Directions for this task – Lines from the first one down to the one containing "### 📃 Motivating Example" in the data below are the only ones needed; please return them exactly, both ends included.

Records to process –
PR #56034, opened 2023-10-08
fix(55994): Type-check Import Attributes in static imports

### LINKED ISSUE #55994: Type-check Import Attributes in static imports
### 🔍 Search Terms

import attributes, import assertions

### ✅ Viability Checklist

### ⭐ Suggestion

[TypeScript 5.3 Beta](https://devblogs.microsoft.com/typescript/announcing-typescript-5-3-beta/) supports the latest updates to the [import attributes](https://github.com/tc39/proposal-import-attributes) proposal, which is great to see!

It's possible to augment the global `ImportAttributes` type with host-specific attributes. However, auto-complete and type-checking of import attributes seems to only work with dynamic `import()`. It would be nice if this could also work for attributes in static declarations.

### 📃 Motivating Example

https://www.typescriptlang.org/play?target=99&ts=5.3.0-dev.20231002#code/CYUwxgNghgTiAEBzCB7ARlC8DeBYAUPPAJYB2ALiDAGZRgLwCSAtgA4ozkCC55MxaAK6UAzjgJEi5AJ6sQALngAiAFYiUpJRPgBfAnvwFibDuXgAqeFDGkx1GCmbLqKFEvgB3YuQAWOeDJyikqkKOQAtGoa7joA3AQAbijEwPC28Yb4xuycABRKLm4ANOKEnt4+inhlUrIKyqERUZraBjoAlBkEQA 

```typescript
declare global {
    interface ImportAttributes {
        type: "json";
    }
}

import * as ns from "foo" with { type: "not-json" }; // no error
void ns;

import("foo", {
    with: {
        type: "not-json", // Type '"not-json"' is not assignable to type '"json"'. (2322)
    },
});
```

### 💻 Use Cases

https://github.com/tc39/proposal-import-attributes#motivation

In addition, we have an internal use case in Bloomberg to use Import Attributes as an annotation to achieve lazy-loading by deferring module evaluation. This is an early implementation of the [TC39 proposal for Deferring Module Evaluation](https://github.com/tc39/proposal-defer-import-eval) that annotates the static import.

It would be a better developer experience if auto-complete was available for Import Attributes in the static form.

It is possible to write a static import declaration using unknown/invalid attributes.

None.

a-tarasyuk:
Fixes #55994

### DIFF
--- a/src/compiler/types.ts
+++ b/src/compiler/types.ts
@@ -5971,6 +5971,7 @@ export const enum InternalSymbolName {
     Default = "default", // Default export symbol (technically not wholly internal, but included here for usability)
     This = "this",
     InstantiationExpression = "__instantiationExpression", // Instantiation expressions
+    ImportAttributes = "__importAttributes",
 }
 
 /**
--- a/tests/baselines/reference/completionListForImportAttributes.baseline
+++ b/tests/baselines/reference/completionListForImportAttributes.baseline
@@ -6,6 +6,7 @@
 //         "resolution-mode": "import"
 //     }
 // }
+// const str = "hello";
 // 
 // import * as t1 from "./a" with {  };
 //                                  ^
@@ -14,7 +15,7 @@
 // | (property) ImportAttributes.type: "json"
 // | ----------------------------------------------------------------------
 // import * as t2 from "./a" with { type: "" };
-//                                         
+//                                         ^
 // | ----------------------------------------------------------------------
 // | json
 // | ----------------------------------------------------------------------
@@ -23,12 +24,18 @@
 // | ----------------------------------------------------------------------
 // | (property) ImportAttributes["resolution-mode"]: "import"
 // | ----------------------------------------------------------------------
+// import * as t4 from "./a" with { type:  };
+//                                        ^
+// | ----------------------------------------------------------------------
+// | "json"
+// | (property) ImportAttributes["resolution-mode"]: "import"
+// | ----------------------------------------------------------------------
 
 [
   {
     "marker": {
       "fileName": "/tests/cases/fourslash/./b.ts",
-      "position": 150,
+      "position": 171,
       "name": "1"
     },
     "item": {
@@ -145,7 +152,7 @@
   {
     "marker": {
       "fileName": "/tests/cases/fourslash/./b.ts",
-      "position": 194,
+      "position": 215,
       "name": "2"
     },
     "item": {
@@ -153,7 +160,7 @@
       "isMemberCompletion": false,
       "isNewIdentifierLocation": false,
       "optionalReplacementSpan": {
-        "start": 194,
+        "start": 215,
         "length": 0
       },
       "entries": [
@@ -163,7 +170,7 @@
           "kind": "string",
           "sortText": "11",
           "replacementSpan": {
-            "start": 194,
+            "start": 215,
             "length": 0
           },
           "displayParts": [
@@ -179,7 +186,7 @@
   {
     "marker": {
       "fileName": "/tests/cases/fourslash/./b.ts",
-      "position": 246,
+      "position": 267,
       "name": "3"
     },
     "item": {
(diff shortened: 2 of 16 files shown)


src/compiler/types.ts
```diff
@@ -3650,14 +3651,14 @@ export type AssertClause = ImportAttributes;
 
 export type ImportAttributeName = Identifier | StringLiteral;
 
-export interface ImportAttribute extends Node {
+export interface ImportAttribute extends Declaration {
```
jakebailey, line 3654: Making import attributes extend `Declaration` feels wrong; what was the thinking behind these?

a-tarasyuk: @jakebailey This is one of my questions, you beat me with your review ;). Is it okay to handle types with TransientSymbol (and them in createAnonymousType), especially in cases like completion? I was thinking about using contextual type to get a list of available attributes. Alternatively, is it okay to simply extend `getTypeAtLocation` to handle that case for services?

jakebailey:
LGTM, but I would like a second opinion.

@typescript-bot test top200
@typescript-bot run dt

@typescript-bot pack this

tests/baselines/reference/completionListForImportAttributes.baseline
```diff
@@ -0,0 +1,247 @@
...
+//                                  ^
+// | ----------------------------------------------------------------------
+// | (property) ImportAttributes["resolution-mode"]: "import"
+// | (property) ImportAttributes.type: "json"
+// | ----------------------------------------------------------------------
+// import * as t2 from "./a" with { type: "" };
+//                                         
+// | ----------------------------------------------------------------------
+// | json
+// | ----------------------------------------------------------------------
```
andrewbranch, line 20: The `^` is missing from the baseline generator 🤔

tests/baselines/reference/importAssertionNonstring.errors.txt
```diff
@@ -16,14 +32,26 @@ mod.mts(11,66): error TS2837: Import assertion values must be string literal exp
...
+!!! error TS2322:   Property 'field' is incompatible with index signature.
+!!! error TS2322:     Type 'string[]' is not assignable to type 'string'.
                                                        ~~~~~
 !!! error TS2837: Import assertion values must be string literal expressions.
     
     import * as thing5 from "./mod.mjs" assert {field: { a: 0 }};
+                                        ~~~~~~~~~~~~~~~~~~~~~~~~
+!!! error TS2322: Type '{ field: { a: number; }; }' is not assignable to type 'ImportAttributes'.
+!!! error TS2322:   Property 'field' is incompatible with index signature.
+!!! error TS2322:     Type '{ a: number; }' is not assignable to type 'string'.
```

Response to this task –
PR #56034, opened 2023-10-08
fix(55994): Type-check Import Attributes in static imports

### LINKED ISSUE #55994: Type-check Import Attributes in static imports
### 🔍 Search Terms

import attributes, import assertions

### ✅ Viability Checklist

### ⭐ Suggestion

[TypeScript 5.3 Beta](https://devblogs.microsoft.com/typescript/announcing-typescript-5-3-beta/) supports the latest updates to the [import attributes](https://github.com/tc39/proposal-import-attributes) proposal, which is great to see!

It's possible to augment the global `ImportAttributes` type with host-specific attributes. However, auto-complete and type-checking of import attributes seems to only work with dynamic `import()`. It would be nice if this could also work for attributes in static declarations.

### 📃 Motivating Example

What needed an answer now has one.